This is evidently the spirit of the appeal made to us in the Gospel. And it is equally obvious, that we can do nothing better, indeed nothing else to any good purpose, than just meet God's appeal as a child would. To do so, is real manliness, as well as godliness; real strength of mind, as well as true humility: for it is in this child-like temper, the Cherubim and Seraphim, Angels and Archangels, receive the commands and promises of God, at the Eternal Throne. Their highest reasonings, and noblest principles, and sublimest tastes, all resolve themselves into the confiding simplicity of a little child. In this connection, it is not childish to be child-like! He is childish in the worst sense, who thinks it beneath him to become a little child, when he listens to the Eternal Father. Gabriel does not think it beneath him, nor Michael unworthy of him.

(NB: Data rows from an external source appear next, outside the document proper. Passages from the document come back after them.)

PR #548, opened 2020-09-22
Circle-ci optimization

slandrault:
## Purpose

In order to improve CI performances, this PR will introduce the concept of "selective ci", similar to what was done for https://github.com/openfun/openedx-docker. The main improvement will be to reduce the number of jobs run to only apps that were modified or that are required by another job.

## Proposal

To do so, some CI refactoring has been done:

- All CI jobs are now described in the `.circleci/templates` folder. Each subfolder represent a job (folder name = job name) and inside each folder will be a `job.yml` file to describe the job itself and a `workflow.yml` file to describe the job in the arnold workflow (requirements, filters...)
- The `config.yml` will be autogenerated according to what has changed in *global* files (that may impact every apps) and according to apps themselves (an app with no change won't be tested). This config file will be created with a call to `bin/update_config` script (that will then call `.circleci/scripts/update_config.py` script). The developer pushing a new commit must run it before commiting.
- The `config.yml` will be verified by the ci itself to make sure that it is up to date and building proper project.

### DIFF
--- a/.circleci/scripts/update_config.py
+++ b/.circleci/scripts/update_config.py
@@ -1,0 +1,138 @@
+#!/usr/bin/env python3
+
+import os
+import re
+import subprocess
+import textwrap
+import yaml
+
+
+CI_PATH = '.circleci'
+CI_ROOT = CI_PATH + '/templates'
+CI_CONFIG = CI_PATH + '/config.yml'
+APPS_ROOT = 'apps'
+ROOT_FILES = [  # If any of those file/folder content changed, build all known jobs
+    'env.d/',
+    'filter_plugins/',
+    'group_vars/',
+    'lookup_plugins/',
+    'tasks/',
+    'templates/',
+    'tests/',
+    # + any file that is root
+]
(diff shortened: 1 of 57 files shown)


.circleci/scripts/update_config.py
```diff
@@ -0,0 +1,139 @@
...
+
+import os
+import re
+import subprocess
+import yaml
+
+
+def indent(text, indent=4):
+    """indent a text with n spaces"""
+    return '\n'.join('{}{}'.format(' ' * indent, line) for line in text.split('\n'))
```
jmaupetit: Do you know the `textwrap` module [1]? I discovered this recently.

[1] https://docs.python.org/3/library/textwrap.html#textwrap.indent

slandrault: I did not! Thx for the tip!

jmaupetit:
Closing this as our first intent was to add support for application trays (see #309) and move trays testing to related projects.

It is somewhat curious, as well as lamentable, that neither Wesley nor Whitefield saw, when they revived the doctrine of Regeneration, that a child-like spirit is what the Saviour chiefly means by the New Birth. The man who shall give currency to this fact, without lessening dependence on the grace of the Holy Spirit, will, like them, do good service to both the world and the Church. How can preachers on Regeneration answer to God or man, for quoting this maxim so seldom?

CHAPTER VIII

BUNYAN'S COUNSELORS.

WHILST Bunyan's mind was vibrating between hope and fear, in regard to the probability of his eventual conversion, he wisely resolved to open his mind to some of those Christians upon whom he saw "the broad seal of Heaven." He had not many such to choose amongst. "He imparted his feelings," says Dr. Southey, "to those poor women whose conversation had first brought him into these perplexities and struggles.” This was not unnatural nor unwise. Their conversation had convinced him, "of the happy and blessed condition of a truly godly man." Besides, they alone had manifested any deep interest in his spiritual welfare. Neither "our Parson," nor any of his flock, had paid any attention to the reformed Tinker, beyond compliments to his reformation, although he worshiped only at Church, and must have been seen there from Sabbath to Sabbath, like Hannah in the Tabernacle at Shiloh, wearing all the marks" of a sorrowful spirit, and weeping sore." However ill-qualified, therefore, the poor women at Bedford may

have been to

"Minister to a mind diseased,"

they alone had manifested sympathy with Bunyan's mind when it was ignorant. They first talked at him, and then to him, whilst he was a self-conceited Pharisee; and so wisely, that he soon took the place, the prayer, and the position of the Publican in the Temple. And now with equal wisdom, and

more modesty, they did not trust themselves to answer his dark questions, when they saw his wounded spirit bleeding; but acquainted their Minister with his case.

"About this time I began," he says, "to break my mind to those poor people in Bedford, and to tell them my condition which, when they heard, they told Mr. Gifford of me, who himself also took occasion to talk with me, and was willing to be well persuaded of me, though, I think, from little grounds. But he invited me to his house, where I should hear him confer with others about the dealings of God with their souls."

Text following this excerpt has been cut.